A shudder swept through her, and she dug her nails into her flesh, trying to ground herself as her Sight threatened to rise again.
She tried to force air into her lungs. Thinking about the magic would only bring it forth, and she needed a dose of the suppressing herb before another one overtook her senses.
“Help me, Heraphia. I have to take something,” she pleaded, desperation leaking into her tone. But she didn’t care if her best friend saw her this way. She was the only person who could possibly understand.
“I’ve got you. Always,” Heraphia said, hauling them both to their feet. She grasped Sylaira’s hand and tugged her along.
“One step in front of the other,” Sylaira murmured to herself. Yet her breathing remained uneven as she fought against her power. The ground blurred as more tears fell.
Sylaira’s mother raced from their cottage as she saw her daughter approach.
“She needs virelthorn,” Heraphia conveyed for her friend.
A moment later, Sylaira’s mother shoved a smattering of leaves into her daughter’s hand. She threw them back without hesitation, chewing so fast she nearly choked.

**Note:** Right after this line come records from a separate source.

PR #375, opened 2023-05-26
Add fallback when a token cannot be retrieved

fmrsabino:
Depends on https://github.com/safe-global/safe-client-gateway-nest/pull/378

Adds a fallback to `MultisigTransactionInfoMapper` and `TransferInfoMapper` if the information regarding a specific token cannot be retrieved.

Previously if a token was not retrieved successfully (e.g. 404) – this error would propagate to the route and be returned to the clients.

### DIFF
--- a/src/routes/transactions/mappers/common/transaction-info.mapper.ts
+++ b/src/routes/transactions/mappers/common/transaction-info.mapper.ts
@@ -103,35 +103,40 @@ export class MultisigTransactionInfoMapper {
       );
     }
 
-    if (this.isValidTokenTransfer(transaction)) {
-      const token = await this.tokenRepository.getToken(
+    if (!this.isValidTokenTransfer(transaction)) {
+      return this.customTransactionMapper.mapCustomTransaction(
+        transaction,
+        value,
+        dataSize,
         chainId,
-        transaction.to,
       );
+    }
 
-      if (token.type === TokenType.Erc20) {
+    const token = await this.tokenRepository
+      .getToken(chainId, transaction.to)
+      .catch(() => null);
+
+    switch (token?.type) {
+      case TokenType.Erc20:
         return this.erc20TransferMapper.mapErc20Transfer(
           token,
           chainId,
           transaction,
         );
-      }
-
-      if (token.type === TokenType.Erc721) {
+      case TokenType.Erc721:
         return this.erc721TransferMapper.mapErc721Transfer(
           token,
           chainId,
           transaction,
         );
-      }
+      default:
+        return this.customTransactionMapper.mapCustomTransaction(
+          transaction,
+          value,
+          dataSize,
+          chainId,
+        );
     }
-
-    return this.customTransactionMapper.mapCustomTransaction(
-      transaction,
-      value,
-      dataSize,
-      chainId,
-    );
   }
 
   private isCustomTransaction(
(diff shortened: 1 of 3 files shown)


src/routes/transactions/mappers/common/transaction-info.mapper.ts
```diff
@@ -103,35 +103,40 @@ export class MultisigTransactionInfoMapper {
...
           transaction,
         );
-      }
+      default:
+        return this.customTransactionMapper.mapCustomTransaction(
+          transaction,
+          value,
+          dataSize,
+          chainId,
+        );
```
hectorgomezv, line 138: Nitpick: IMO instead of inverting the `isValidTokenTransfer(...)` condition, and redirecting to `mapCustomTransaction` in two places, it could be simpler to write it this way (and the flow would be the same):

```javascript
if (this.isValidTokenTransfer(transaction)) {
  const token = await this.tokenRepository
    .getToken(chainId, transaction.to)
    .catch(() => null);

  switch (token?.type) {
    case TokenType.Erc20:
      return this.erc20TransferMapper.mapErc20Transfer(
        token,
        chainId,
        transaction,
      );
    case TokenType.Erc721:
      return this.erc721TransferMapper.mapErc721Transfer(
        token,
        chainId,
        transaction,
      );
  }
}

return this.customTransactionMapper.mapCustomTransaction(
  transaction,
  value,
  dataSize,
  chainId,
);
```

What do you think, do you find it more readable?

src/routes/transactions/mappers/transfers/transfer-info.mapper.ts
```diff
@@ -52,24 +52,29 @@ export class TransferInfoMapper {
   ): Promise<Transfer> {
     if (isERC20Transfer(domainTransfer)) {
       const { tokenAddress, value } = domainTransfer;
-      const token = await this.getToken(chainId, tokenAddress);
+      const token: Token | null = await this.getToken(
+        chainId,
+        tokenAddress,
+      ).catch(() => null);
```
hectorgomezv, line 58: Nitpick: Just FYI, I think there are two main reasons why we couldn't get the token data: validation error, and datasource retrieval error. In the first case, we are logging the error at `ValidationErrorFactory`, but in the second case we wouldn't notice and this would just return `null` silently if I'm not wrong.

I'm OK with this behavior, but I'm interested in whether you think we could also log errors on `HttpErrorFactory` as well, or log them selectively depending on the use case (in this new `catch` block for example).

fmrsabino: It wouldn't be completely silent. We are logging network responses [here](https://github.com/safe-global/safe-client-gateway-nest/blob/a65d5d9d0dcd695a5d6d200b9cf2db34872c10cf/src/datasources/network/axios.network.service.ts#L78C1-L88).

However, it is true that the logging happens on the network part instead of the Datasource abstraction.

hectorgomezv: Oh, yes, it's fine then. Of course we can think if that's the best spot for the logging but if it's not silent I'm OK with this, we can improve further 👍

src/routes/transactions/mappers/common/transaction-info.mapper.ts
fmrsabino: I do! Pushed the suggestion [7decefc](https://github.com/safe-global/safe-client-gateway-nest/pull/375/commits/7decefc0b871d524f1bf79f177fa23aa56180fff)

hectorgomezv (approved):
🚀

“Come inside both of you, or you’ll catch a chill.”
A fire roared moments later, drying the friends.
But even the hearth couldn’t chase away the chill of Sylaira’s vision.
And as she rested beside Heraphia, all she could do was cry.
Heraphia dried her cheeks, saying nothing.
Because they both knew the truth…
For an Elessarum Seer, death was a mercy.
Sight was an enduring curse, one that would steal far more from them than either realized.